Start of Dataset excerpts
PR #15393, opened 2024-03-10
add REMOTE_AUTH_DISPLAYNAME setting

### LINKED ISSUE #15375: Allow for custom names for Identity Provider text in the Login link
### NetBox version

v3.7.3

### Feature type

### Proposed functionality

Recently `oidc` was added to the auth backend (https://github.com/netbox-community/netbox/issues/14587) to make the login link more user friendly.

In the issue, @llamafilm also requested the ability to customize this text, as there are many different OIDC IdP. (https://github.com/netbox-community/netbox/issues/14587#issuecomment-1877804701)

This request is to add that functionality to specify a custom name in the login link for any social login provider.

### Use case

There are many different social IdPs and users will appreciate knowing which one they are going to be authenticating to.

### Database changes

None

### External dependencies

None

llamafilm:
### Fixes: #15375

Add optional setting for `REMOTE_AUTH_DISPLAYNAME`.  If set, it will override the remote auth provider name shown on the login page.

image


jeremystretch (changes requested):
This change does not account for using multiple authentication backends. A much more flexible approach would be to allow an administrator to override the contents of `AUTH_BACKEND_ATTRS` on a per-backend basis.

llamafilm:
How is it possible to have multiple authentication backends? `REMOTE_AUTH_BACKEND` is a single string variable.

jeremystretch:
> `REMOTE_AUTH_BACKEND` is a single string variable.

Correct, but ideally we should support multiple backends. (I thought there was an FR for this, but maybe not.) Also consider that the active backend may be changed.

llamafilm:
Changing the backend should work fine with this.

Since that feature hasn't been defined yet, I don't think it makes sense to add extra complexity here, guessing how it might be implemented.  For example, someone might wants to use 2 different backends of the same type.

jeremystretch:
I'm sorry but this is not acceptable in its current form. Please extend it to allow overriding the values in `AUTH_BACKEND_ATTRS` as requested.

jeremystretch:
@llamafilm do you intend to continue working on this, or should we release you from the FR?

llamafilm:
I provided a very simple solution that works, and you haven't pointed out any problems with it.  I'm not going to spend any more time on this to support some potential new use case that _might_ be added in the future.

jeremystretch:
As I said [above](https://github.com/netbox-community/netbox/pull/15393#pullrequestreview-1930999335):

> This change does not account for using multiple authentication backends.

I'll go ahead and close this out.

Issue #15237, opened 2024-02-23
Audit FilterSet definitions application-wide


jeremystretch:
### Proposed Changes

 Review all currently defined FilterSet classes and check for:

- Missing filters
- Inconsistent names or behavior
- Suboptimal performance
- Opportunities for code reduction

### Justification

The FilterSet classes defined in NetBox have evolved organically over the past several years and we are overdue for a structured audit of the existing filter sets. This will help us identify inconsistent or suboptimal implementations, and may yield additional work to help standardize and shrink the code base.

PR #15403, opened 2024-03-11
Closes #15383: Standardize filtering logic for the parents of recursively-nested models

### LINKED ISSUE #15383: Standardize filtering logic for the parents of recursively-nested models
### NetBox version

v3.7.3

### Feature type

### Proposed functionality

I'm opening this FR to address an inconsistency in the filtering of parent objects of self-recursive models (e.g. regions, site groups, locations, etc.).

For most of these objects, filtering by the parent object will return only the immediate children of the specified parent. For example, filtering for all regions belonging to North America (PK 1) will return only the countries assigned to that continent; it will _not_ include child states or cities within each country.

```
# Returns immediate children only
GET /api/dcim/regions/?parent_id=1
```

However, this is not true for locations. Per #6124, filtering locations by a parent location will return _all_ of the parent object's descendants. For example, if dealing with a hierarchy of buildings, floors, and rooms, filtering for a specific building will return both rooms and floors within it.

```
# Returns *all* descendants in the hierarchy
GET /api/dcim/locations/?parent_id=1
```

I am proposing a two-part change:

1. Standardize the behavior of the `parent` & `parent_id` filters so that they behave consistently across all nested models. (This will likely mean modifying the current behavior of the location filter, as it would be the smallest breaking change.)
2. Introducing an alternative filters for all models to provide the complementary filtering behavior (perhaps named `ancestor`).

**Edit:** For example, you could then do

```
GET /api/dcim/regions/?parent_id=1
```

to return only the _immediate_ children of region 1, OR

```
GET /api/dcim/regions/?ancestor_id=1
```

to return _all_ regions within region 1.

### Use case

Neither behavior described above is objectively correct or incorrect: Both have valid use cases. However, we should address the inconsistency and prescribe a clear mechanism for achieving either behavior for all relevant models.

### Database changes

None expected

### External dependencies

None

jeremystretch:
### Fixes: #15383

- Modify the `parent` and `parent_id` filters for Location to return only immediate children
- Add `ancestor` and `ancestor_id` filters for all recursively-nested models to return _all_ children

### DIFF
--- a/netbox/wireless/filtersets.py
+++ b/netbox/wireless/filtersets.py
@@ -25,6 +25,17 @@ class WirelessLANGroupFilterSet(OrganizationalModelFilterSet):
         queryset=WirelessLANGroup.objects.all(),
         to_field_name='slug'
     )
+    ancestor_id = TreeNodeMultipleChoiceFilter(
+        queryset=WirelessLANGroup.objects.all(),
+        field_name='parent',
+        lookup_expr='in'
+    )
+    ancestor = TreeNodeMultipleChoiceFilter(
+        queryset=WirelessLANGroup.objects.all(),
+        field_name='parent',
+        lookup_expr='in',
+        to_field_name='slug'
+    )
 
     class Meta:
         model = WirelessLANGroup
--- a/netbox/dcim/filtersets.py
+++ b/netbox/dcim/filtersets.py
@@ -89,6 +89,19 @@ class RegionFilterSet(OrganizationalModelFilterSet, ContactModelFilterSet):
         to_field_name='slug',
         label=_('Parent region (slug)'),
     )
+    ancestor_id = TreeNodeMultipleChoiceFilter(
+        queryset=Region.objects.all(),
+        field_name='parent',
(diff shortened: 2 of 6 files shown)


netbox/wireless/filtersets.py
```diff
@@ -25,6 +25,17 @@ class WirelessLANGroupFilterSet(OrganizationalModelFilterSet):
         queryset=WirelessLANGroup.objects.all(),
         to_field_name='slug'
     )
+    ancestor_id = TreeNodeMultipleChoiceFilter(
```
arthanson, line 28: All of these in this file look like they are missing the label definition, don't know if you want to address it here or in a separate PR as fields beyond just PR are missing them.

arthanson (approved):
Note comment on labels for wireless..

netbox/wireless/filtersets.py
jeremystretch: Not in scope for #15383; it'll need to be addressed separately (probably under #15237).

PR #15405, opened 2024-03-11
Closes #15401: Rename PostgreSQL tables & indexes for L2VPN models

### LINKED ISSUE #15401: Rename PostgreSQL resources for L2VPN models
### Proposed Changes

Rename the following sequence tables:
End of Dataset excerpts
Task instructions
Give back the data above exactly as it appears.

Reply to the task
PR #15393, opened 2024-03-10
add REMOTE_AUTH_DISPLAYNAME setting

### LINKED ISSUE #15375: Allow for custom names for Identity Provider text in the Login link
### NetBox version

v3.7.3

### Feature type

### Proposed functionality

Recently `oidc` was added to the auth backend (https://github.com/netbox-community/netbox/issues/14587) to make the login link more user friendly.

In the issue, @llamafilm also requested the ability to customize this text, as there are many different OIDC IdP. (https://github.com/netbox-community/netbox/issues/14587#issuecomment-1877804701)

This request is to add that functionality to specify a custom name in the login link for any social login provider.

### Use case

There are many different social IdPs and users will appreciate knowing which one they are going to be authenticating to.

### Database changes

None

### External dependencies

None

llamafilm:
### Fixes: #15375

Add optional setting for `REMOTE_AUTH_DISPLAYNAME`.  If set, it will override the remote auth provider name shown on the login page.

image


jeremystretch (changes requested):
This change does not account for using multiple authentication backends. A much more flexible approach would be to allow an administrator to override the contents of `AUTH_BACKEND_ATTRS` on a per-backend basis.

llamafilm:
How is it possible to have multiple authentication backends? `REMOTE_AUTH_BACKEND` is a single string variable.

jeremystretch:
> `REMOTE_AUTH_BACKEND` is a single string variable.

Correct, but ideally we should support multiple backends. (I thought there was an FR for this, but maybe not.) Also consider that the active backend may be changed.

llamafilm:
Changing the backend should work fine with this.

Since that feature hasn't been defined yet, I don't think it makes sense to add extra complexity here, guessing how it might be implemented.  For example, someone might wants to use 2 different backends of the same type.

jeremystretch:
I'm sorry but this is not acceptable in its current form. Please extend it to allow overriding the values in `AUTH_BACKEND_ATTRS` as requested.

jeremystretch:
@llamafilm do you intend to continue working on this, or should we release you from the FR?

llamafilm:
I provided a very simple solution that works, and you haven't pointed out any problems with it.  I'm not going to spend any more time on this to support some potential new use case that _might_ be added in the future.

jeremystretch:
As I said [above](https://github.com/netbox-community/netbox/pull/15393#pullrequestreview-1930999335):

> This change does not account for using multiple authentication backends.

I'll go ahead and close this out.

Issue #15237, opened 2024-02-23
Audit FilterSet definitions application-wide


jeremystretch:
### Proposed Changes

 Review all currently defined FilterSet classes and check for:

- Missing filters
- Inconsistent names or behavior
- Suboptimal performance
- Opportunities for code reduction

### Justification

The FilterSet classes defined in NetBox have evolved organically over the past several years and we are overdue for a structured audit of the existing filter sets. This will help us identify inconsistent or suboptimal implementations, and may yield additional work to help standardize and shrink the code base.

PR #15403, opened 2024-03-11
Closes #15383: Standardize filtering logic for the parents of recursively-nested models

### LINKED ISSUE #15383: Standardize filtering logic for the parents of recursively-nested models
### NetBox version

v3.7.3

### Feature type

### Proposed functionality

I'm opening this FR to address an inconsistency in the filtering of parent objects of self-recursive models (e.g. regions, site groups, locations, etc.).

For most of these objects, filtering by the parent object will return only the immediate children of the specified parent. For example, filtering for all regions belonging to North America (PK 1) will return only the countries assigned to that continent; it will _not_ include child states or cities within each country.

```
# Returns immediate children only
GET /api/dcim/regions/?parent_id=1
```

However, this is not true for locations. Per #6124, filtering locations by a parent location will return _all_ of the parent object's descendants. For example, if dealing with a hierarchy of buildings, floors, and rooms, filtering for a specific building will return both rooms and floors within it.

```
# Returns *all* descendants in the hierarchy
GET /api/dcim/locations/?parent_id=1
```

I am proposing a two-part change:

1. Standardize the behavior of the `parent` & `parent_id` filters so that they behave consistently across all nested models. (This will likely mean modifying the current behavior of the location filter, as it would be the smallest breaking change.)
2. Introducing an alternative filters for all models to provide the complementary filtering behavior (perhaps named `ancestor`).

**Edit:** For example, you could then do

```
GET /api/dcim/regions/?parent_id=1
```

to return only the _immediate_ children of region 1, OR

```
GET /api/dcim/regions/?ancestor_id=1
```

to return _all_ regions within region 1.

### Use case

Neither behavior described above is objectively correct or incorrect: Both have valid use cases. However, we should address the inconsistency and prescribe a clear mechanism for achieving either behavior for all relevant models.

### Database changes

None expected

### External dependencies

None

jeremystretch:
### Fixes: #15383

- Modify the `parent` and `parent_id` filters for Location to return only immediate children
- Add `ancestor` and `ancestor_id` filters for all recursively-nested models to return _all_ children

### DIFF
--- a/netbox/wireless/filtersets.py
+++ b/netbox/wireless/filtersets.py
@@ -25,6 +25,17 @@ class WirelessLANGroupFilterSet(OrganizationalModelFilterSet):
         queryset=WirelessLANGroup.objects.all(),
         to_field_name='slug'
     )
+    ancestor_id = TreeNodeMultipleChoiceFilter(
+        queryset=WirelessLANGroup.objects.all(),
+        field_name='parent',
+        lookup_expr='in'
+    )
+    ancestor = TreeNodeMultipleChoiceFilter(
+        queryset=WirelessLANGroup.objects.all(),
+        field_name='parent',
+        lookup_expr='in',
+        to_field_name='slug'
+    )
 
     class Meta:
         model = WirelessLANGroup
--- a/netbox/dcim/filtersets.py
+++ b/netbox/dcim/filtersets.py
@@ -89,6 +89,19 @@ class RegionFilterSet(OrganizationalModelFilterSet, ContactModelFilterSet):
         to_field_name='slug',
         label=_('Parent region (slug)'),
     )
+    ancestor_id = TreeNodeMultipleChoiceFilter(
+        queryset=Region.objects.all(),
+        field_name='parent',
(diff shortened: 2 of 6 files shown)


netbox/wireless/filtersets.py
```diff
@@ -25,6 +25,17 @@ class WirelessLANGroupFilterSet(OrganizationalModelFilterSet):
         queryset=WirelessLANGroup.objects.all(),
         to_field_name='slug'
     )
+    ancestor_id = TreeNodeMultipleChoiceFilter(
```
arthanson, line 28: All of these in this file look like they are missing the label definition, don't know if you want to address it here or in a separate PR as fields beyond just PR are missing them.

arthanson (approved):
Note comment on labels for wireless..

netbox/wireless/filtersets.py
jeremystretch: Not in scope for #15383; it'll need to be addressed separately (probably under #15237).

PR #15405, opened 2024-03-11
Closes #15401: Rename PostgreSQL tables & indexes for L2VPN models

### LINKED ISSUE #15401: Rename PostgreSQL resources for L2VPN models
### Proposed Changes

Rename the following sequence tables:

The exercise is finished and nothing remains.